What the task requires :: Your answer must be every line of the data that holds the string "pipelines".

------ Provided information

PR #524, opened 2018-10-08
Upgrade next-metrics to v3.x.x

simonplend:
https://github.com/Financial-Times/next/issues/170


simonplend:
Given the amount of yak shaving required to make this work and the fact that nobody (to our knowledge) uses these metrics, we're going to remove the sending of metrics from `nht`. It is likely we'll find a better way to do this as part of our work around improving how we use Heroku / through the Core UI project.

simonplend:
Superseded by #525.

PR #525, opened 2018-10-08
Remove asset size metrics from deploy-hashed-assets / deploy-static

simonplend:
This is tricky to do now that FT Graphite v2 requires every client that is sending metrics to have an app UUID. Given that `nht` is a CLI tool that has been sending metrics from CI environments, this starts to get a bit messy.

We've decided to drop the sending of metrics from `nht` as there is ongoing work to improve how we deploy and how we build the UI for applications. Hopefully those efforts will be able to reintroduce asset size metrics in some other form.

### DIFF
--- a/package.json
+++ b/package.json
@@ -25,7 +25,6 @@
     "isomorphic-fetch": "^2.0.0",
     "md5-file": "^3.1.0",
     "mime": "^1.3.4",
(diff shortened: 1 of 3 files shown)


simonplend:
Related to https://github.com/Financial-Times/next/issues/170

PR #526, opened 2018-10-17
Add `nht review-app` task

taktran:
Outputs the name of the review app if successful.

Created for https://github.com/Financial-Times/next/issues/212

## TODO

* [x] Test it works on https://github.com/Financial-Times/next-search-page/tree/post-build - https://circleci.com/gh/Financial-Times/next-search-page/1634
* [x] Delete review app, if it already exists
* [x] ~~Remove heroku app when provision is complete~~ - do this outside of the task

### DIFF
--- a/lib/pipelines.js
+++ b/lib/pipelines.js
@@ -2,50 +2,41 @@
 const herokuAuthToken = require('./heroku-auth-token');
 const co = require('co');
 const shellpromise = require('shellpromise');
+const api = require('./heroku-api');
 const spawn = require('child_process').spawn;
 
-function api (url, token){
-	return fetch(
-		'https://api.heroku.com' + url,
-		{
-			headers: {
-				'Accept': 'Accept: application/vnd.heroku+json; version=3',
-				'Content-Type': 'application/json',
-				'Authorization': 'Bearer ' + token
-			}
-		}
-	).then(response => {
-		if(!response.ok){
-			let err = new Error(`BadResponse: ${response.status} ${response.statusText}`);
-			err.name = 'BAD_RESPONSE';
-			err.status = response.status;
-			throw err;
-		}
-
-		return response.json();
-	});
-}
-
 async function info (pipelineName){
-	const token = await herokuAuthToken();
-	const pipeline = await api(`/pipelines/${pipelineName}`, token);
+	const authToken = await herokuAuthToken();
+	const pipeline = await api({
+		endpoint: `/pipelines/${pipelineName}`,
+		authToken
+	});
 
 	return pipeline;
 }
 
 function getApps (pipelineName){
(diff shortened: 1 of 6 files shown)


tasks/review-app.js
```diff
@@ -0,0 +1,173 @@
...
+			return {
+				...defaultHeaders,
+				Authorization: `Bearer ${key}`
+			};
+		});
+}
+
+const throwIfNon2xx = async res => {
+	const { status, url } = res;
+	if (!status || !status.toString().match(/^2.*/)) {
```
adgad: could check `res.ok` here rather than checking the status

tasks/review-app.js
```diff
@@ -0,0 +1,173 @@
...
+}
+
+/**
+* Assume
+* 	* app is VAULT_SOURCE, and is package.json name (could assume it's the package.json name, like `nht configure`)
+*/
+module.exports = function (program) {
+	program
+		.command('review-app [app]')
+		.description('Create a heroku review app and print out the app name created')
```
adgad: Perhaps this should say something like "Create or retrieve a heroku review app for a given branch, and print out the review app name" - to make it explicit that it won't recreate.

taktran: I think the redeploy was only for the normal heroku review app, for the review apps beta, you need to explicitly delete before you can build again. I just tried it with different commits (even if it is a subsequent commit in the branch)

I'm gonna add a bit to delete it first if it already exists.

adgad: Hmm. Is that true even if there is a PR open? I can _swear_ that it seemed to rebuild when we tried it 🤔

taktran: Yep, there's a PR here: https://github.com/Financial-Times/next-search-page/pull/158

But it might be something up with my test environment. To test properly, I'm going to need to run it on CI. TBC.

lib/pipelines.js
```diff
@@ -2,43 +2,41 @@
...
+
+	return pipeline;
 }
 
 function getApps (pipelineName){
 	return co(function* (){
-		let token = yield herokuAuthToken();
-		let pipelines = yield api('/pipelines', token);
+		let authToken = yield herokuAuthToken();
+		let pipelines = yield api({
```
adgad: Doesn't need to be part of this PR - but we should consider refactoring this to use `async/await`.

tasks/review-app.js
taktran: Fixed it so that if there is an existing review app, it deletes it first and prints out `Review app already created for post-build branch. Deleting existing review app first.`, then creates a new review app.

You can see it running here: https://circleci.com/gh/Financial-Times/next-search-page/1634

------------

Result of this exercise ::
--- a/lib/pipelines.js
+++ b/lib/pipelines.js
-	const pipeline = await api(`/pipelines/${pipelineName}`, token);
+		endpoint: `/pipelines/${pipelineName}`,
lib/pipelines.js
-		let pipelines = yield api('/pipelines', token);
+		let pipelines = yield api({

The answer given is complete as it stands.